Task -> Search the material below for the string "look" and copy each line where it appears.

Supplied entries ->
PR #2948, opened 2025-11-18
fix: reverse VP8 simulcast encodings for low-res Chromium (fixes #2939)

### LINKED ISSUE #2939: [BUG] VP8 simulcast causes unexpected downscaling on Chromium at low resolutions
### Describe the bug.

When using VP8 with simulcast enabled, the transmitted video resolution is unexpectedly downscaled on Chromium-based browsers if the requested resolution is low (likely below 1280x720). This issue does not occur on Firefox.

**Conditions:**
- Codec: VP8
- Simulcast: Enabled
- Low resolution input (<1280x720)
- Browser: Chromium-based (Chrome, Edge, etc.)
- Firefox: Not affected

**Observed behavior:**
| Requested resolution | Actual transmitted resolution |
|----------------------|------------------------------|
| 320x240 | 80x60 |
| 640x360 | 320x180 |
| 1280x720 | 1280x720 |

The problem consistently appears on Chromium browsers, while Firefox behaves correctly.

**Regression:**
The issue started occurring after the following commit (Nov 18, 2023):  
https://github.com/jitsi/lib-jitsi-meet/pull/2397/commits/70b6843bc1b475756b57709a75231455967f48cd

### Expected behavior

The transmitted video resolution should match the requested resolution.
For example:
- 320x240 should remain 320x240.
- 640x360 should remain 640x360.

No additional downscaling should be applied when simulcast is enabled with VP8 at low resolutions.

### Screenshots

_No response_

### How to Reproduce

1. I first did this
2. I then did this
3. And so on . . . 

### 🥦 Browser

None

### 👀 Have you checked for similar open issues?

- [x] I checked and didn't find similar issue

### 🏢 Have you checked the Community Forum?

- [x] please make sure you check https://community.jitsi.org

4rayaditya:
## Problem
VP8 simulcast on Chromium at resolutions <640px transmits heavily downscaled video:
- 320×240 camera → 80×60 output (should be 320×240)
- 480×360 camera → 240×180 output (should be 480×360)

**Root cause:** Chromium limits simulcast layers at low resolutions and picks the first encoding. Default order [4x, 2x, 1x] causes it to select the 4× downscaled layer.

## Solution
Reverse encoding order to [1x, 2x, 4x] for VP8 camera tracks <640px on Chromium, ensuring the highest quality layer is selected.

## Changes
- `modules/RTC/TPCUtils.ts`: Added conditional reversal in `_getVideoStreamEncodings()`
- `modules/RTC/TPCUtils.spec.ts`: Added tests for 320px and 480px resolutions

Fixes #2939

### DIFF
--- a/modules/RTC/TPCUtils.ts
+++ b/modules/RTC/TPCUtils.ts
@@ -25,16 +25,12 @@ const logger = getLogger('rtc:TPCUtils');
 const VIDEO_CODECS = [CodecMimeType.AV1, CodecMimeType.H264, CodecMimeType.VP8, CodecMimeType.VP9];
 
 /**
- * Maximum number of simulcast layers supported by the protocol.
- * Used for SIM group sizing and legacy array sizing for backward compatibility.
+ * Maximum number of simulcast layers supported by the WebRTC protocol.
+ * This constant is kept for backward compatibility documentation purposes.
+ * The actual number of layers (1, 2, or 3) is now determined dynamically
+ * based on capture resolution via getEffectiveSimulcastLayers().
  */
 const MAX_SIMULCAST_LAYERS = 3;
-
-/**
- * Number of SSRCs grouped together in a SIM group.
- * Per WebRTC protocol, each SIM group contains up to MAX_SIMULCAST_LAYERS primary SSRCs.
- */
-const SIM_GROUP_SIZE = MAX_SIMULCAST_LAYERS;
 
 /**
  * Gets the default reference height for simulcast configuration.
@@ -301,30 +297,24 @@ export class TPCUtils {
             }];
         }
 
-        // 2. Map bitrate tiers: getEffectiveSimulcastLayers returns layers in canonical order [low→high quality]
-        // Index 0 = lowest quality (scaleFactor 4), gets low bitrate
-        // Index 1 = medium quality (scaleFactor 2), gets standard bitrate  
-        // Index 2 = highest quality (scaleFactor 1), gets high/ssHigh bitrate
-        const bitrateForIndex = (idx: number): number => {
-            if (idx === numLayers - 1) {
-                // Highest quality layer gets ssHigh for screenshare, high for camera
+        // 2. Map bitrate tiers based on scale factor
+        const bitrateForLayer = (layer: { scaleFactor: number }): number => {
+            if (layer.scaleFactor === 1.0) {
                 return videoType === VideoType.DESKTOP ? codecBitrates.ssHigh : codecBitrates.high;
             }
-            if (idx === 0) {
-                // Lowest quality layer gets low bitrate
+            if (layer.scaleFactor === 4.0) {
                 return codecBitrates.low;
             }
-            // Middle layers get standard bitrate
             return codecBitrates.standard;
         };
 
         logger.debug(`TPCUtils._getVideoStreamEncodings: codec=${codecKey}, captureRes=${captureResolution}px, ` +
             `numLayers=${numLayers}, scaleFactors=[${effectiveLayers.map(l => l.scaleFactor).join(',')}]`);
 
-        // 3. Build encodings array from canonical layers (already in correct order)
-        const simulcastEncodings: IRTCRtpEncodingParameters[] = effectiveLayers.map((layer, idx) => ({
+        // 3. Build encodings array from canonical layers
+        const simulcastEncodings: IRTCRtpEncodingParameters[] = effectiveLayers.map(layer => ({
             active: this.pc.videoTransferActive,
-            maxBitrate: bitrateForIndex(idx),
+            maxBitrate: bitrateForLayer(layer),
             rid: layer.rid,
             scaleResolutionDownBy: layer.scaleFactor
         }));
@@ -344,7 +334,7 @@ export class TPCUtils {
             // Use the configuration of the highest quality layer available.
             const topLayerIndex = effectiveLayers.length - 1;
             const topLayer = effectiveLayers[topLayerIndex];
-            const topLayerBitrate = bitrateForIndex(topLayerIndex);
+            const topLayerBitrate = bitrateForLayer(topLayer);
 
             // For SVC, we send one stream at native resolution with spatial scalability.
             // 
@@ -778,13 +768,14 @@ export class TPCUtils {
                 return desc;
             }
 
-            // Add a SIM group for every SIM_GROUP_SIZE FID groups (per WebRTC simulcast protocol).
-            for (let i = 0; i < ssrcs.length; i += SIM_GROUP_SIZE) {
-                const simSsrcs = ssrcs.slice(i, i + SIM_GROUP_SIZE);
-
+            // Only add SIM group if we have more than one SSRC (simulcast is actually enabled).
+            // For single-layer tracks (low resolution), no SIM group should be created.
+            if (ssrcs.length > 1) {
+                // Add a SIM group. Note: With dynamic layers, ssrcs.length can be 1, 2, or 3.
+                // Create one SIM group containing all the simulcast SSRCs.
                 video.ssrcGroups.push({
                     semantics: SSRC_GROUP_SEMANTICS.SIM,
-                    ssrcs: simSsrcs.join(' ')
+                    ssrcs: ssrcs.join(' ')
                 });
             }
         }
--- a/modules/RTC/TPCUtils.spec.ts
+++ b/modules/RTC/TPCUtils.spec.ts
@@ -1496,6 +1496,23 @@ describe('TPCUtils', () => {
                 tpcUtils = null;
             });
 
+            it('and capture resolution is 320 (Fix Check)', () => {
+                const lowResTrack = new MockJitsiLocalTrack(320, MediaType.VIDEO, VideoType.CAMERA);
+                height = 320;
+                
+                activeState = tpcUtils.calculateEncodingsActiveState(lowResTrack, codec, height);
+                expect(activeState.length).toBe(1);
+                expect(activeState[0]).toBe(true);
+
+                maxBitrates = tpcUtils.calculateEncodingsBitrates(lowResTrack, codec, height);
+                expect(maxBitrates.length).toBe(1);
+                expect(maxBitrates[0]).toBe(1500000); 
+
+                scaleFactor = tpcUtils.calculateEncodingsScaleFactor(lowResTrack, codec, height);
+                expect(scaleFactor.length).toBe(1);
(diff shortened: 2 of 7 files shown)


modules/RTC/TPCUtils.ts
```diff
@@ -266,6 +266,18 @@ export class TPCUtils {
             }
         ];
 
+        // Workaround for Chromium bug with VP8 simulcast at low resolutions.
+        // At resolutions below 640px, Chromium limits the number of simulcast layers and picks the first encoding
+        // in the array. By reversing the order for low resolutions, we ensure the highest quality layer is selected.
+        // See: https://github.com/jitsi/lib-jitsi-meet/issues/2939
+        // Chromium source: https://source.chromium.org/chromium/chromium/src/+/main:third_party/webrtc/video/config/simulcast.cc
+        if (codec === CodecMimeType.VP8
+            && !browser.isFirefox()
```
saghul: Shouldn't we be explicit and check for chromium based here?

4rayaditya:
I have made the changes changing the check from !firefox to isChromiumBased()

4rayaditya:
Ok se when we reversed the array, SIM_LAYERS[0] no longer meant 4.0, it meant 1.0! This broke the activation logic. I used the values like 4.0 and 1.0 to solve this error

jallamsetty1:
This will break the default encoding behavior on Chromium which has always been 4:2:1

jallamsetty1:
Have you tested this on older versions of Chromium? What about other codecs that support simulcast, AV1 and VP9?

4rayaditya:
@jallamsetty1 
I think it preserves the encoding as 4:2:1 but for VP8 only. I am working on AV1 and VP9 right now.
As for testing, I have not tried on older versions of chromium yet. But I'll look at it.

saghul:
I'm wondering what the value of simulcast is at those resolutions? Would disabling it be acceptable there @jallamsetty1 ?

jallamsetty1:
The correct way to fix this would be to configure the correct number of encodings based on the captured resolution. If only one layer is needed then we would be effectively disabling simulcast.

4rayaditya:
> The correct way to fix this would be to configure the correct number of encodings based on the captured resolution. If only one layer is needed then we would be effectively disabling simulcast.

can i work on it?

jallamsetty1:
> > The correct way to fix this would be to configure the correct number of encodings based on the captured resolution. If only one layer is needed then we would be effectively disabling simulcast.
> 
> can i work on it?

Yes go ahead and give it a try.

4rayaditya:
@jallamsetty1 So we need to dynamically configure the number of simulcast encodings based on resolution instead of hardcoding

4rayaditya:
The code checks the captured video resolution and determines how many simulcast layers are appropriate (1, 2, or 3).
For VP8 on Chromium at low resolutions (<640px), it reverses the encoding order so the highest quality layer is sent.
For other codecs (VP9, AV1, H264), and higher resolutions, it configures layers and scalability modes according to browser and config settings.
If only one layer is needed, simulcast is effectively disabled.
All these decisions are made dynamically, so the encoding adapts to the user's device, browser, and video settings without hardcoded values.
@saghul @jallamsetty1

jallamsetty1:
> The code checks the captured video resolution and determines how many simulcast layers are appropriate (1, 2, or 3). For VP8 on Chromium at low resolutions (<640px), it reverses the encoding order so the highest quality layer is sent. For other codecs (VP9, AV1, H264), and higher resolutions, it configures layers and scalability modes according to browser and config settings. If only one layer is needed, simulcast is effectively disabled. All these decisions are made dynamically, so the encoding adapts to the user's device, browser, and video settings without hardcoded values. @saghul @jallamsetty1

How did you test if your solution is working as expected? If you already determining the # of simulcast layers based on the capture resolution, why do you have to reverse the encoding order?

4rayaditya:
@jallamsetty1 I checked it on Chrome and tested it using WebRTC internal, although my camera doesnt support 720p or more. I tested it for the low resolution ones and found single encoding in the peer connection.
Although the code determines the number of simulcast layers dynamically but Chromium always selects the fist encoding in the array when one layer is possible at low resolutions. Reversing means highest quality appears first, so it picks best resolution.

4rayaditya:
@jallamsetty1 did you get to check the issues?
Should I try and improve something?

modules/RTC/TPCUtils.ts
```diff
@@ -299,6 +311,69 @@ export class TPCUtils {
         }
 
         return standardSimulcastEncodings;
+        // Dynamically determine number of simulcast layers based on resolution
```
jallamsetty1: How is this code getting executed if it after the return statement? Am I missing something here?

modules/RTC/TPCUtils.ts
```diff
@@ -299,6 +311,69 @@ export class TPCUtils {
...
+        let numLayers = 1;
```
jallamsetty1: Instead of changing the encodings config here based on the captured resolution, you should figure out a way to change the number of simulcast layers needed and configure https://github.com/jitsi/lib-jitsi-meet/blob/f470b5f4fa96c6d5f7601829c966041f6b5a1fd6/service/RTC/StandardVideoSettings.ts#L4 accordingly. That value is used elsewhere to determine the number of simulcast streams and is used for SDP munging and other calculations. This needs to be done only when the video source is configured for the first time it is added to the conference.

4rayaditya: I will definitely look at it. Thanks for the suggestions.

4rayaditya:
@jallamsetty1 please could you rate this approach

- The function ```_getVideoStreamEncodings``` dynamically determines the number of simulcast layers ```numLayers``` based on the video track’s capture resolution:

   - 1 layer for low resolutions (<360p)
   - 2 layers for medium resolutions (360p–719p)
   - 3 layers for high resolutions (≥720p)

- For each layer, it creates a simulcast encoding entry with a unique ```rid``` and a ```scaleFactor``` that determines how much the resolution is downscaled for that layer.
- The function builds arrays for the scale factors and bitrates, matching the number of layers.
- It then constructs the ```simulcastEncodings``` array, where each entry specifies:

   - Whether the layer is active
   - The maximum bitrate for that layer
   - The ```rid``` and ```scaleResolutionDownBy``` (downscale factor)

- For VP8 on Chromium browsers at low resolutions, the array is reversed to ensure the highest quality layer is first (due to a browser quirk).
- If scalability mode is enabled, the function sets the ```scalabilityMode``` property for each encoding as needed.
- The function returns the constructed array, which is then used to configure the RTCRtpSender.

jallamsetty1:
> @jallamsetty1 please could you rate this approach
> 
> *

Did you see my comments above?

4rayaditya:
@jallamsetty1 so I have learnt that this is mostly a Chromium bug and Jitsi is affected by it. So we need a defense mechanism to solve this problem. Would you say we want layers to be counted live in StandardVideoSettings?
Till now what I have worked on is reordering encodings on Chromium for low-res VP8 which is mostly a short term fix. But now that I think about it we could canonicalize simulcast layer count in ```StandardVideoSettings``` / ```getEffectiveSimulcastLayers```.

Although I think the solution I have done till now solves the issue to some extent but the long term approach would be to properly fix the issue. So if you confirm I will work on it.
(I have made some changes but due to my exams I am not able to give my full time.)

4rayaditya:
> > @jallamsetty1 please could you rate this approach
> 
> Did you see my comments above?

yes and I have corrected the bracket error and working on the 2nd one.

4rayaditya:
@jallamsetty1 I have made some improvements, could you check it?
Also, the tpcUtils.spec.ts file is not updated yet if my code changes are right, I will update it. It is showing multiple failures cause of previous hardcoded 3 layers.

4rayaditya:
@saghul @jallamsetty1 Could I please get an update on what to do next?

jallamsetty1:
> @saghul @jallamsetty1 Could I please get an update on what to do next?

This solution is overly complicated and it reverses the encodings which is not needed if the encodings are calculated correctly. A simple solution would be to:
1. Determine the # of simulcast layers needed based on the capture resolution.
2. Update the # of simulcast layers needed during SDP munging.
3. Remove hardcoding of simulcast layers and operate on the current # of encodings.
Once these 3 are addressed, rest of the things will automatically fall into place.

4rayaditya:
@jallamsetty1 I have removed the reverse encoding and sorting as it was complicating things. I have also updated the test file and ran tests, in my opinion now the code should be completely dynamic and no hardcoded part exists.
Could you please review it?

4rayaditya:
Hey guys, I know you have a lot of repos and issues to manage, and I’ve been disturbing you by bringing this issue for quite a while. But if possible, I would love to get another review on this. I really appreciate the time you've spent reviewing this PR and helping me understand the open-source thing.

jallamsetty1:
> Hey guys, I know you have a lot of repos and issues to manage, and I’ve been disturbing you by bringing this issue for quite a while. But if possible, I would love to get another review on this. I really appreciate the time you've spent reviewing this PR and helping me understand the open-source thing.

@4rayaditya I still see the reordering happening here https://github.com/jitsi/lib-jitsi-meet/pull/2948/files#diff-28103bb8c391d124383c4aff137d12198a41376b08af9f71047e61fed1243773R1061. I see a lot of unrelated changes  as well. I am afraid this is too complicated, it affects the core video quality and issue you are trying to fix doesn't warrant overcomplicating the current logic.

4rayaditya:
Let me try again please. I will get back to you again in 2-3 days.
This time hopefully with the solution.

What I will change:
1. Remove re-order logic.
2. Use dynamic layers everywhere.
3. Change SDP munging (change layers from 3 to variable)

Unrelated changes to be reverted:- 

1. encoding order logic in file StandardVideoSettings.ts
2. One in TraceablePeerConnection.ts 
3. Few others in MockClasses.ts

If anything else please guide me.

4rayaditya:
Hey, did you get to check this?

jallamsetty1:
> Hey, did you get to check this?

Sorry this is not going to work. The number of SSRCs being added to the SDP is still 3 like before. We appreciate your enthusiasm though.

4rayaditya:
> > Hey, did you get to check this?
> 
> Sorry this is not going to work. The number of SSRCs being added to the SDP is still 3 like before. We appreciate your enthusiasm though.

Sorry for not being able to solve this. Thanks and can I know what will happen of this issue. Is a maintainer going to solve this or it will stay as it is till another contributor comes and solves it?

Answer to the problem ->
As for testing, I have not tried on older versions of chromium yet. But I'll look at it.
4rayaditya: I will definitely look at it. Thanks for the suggestions.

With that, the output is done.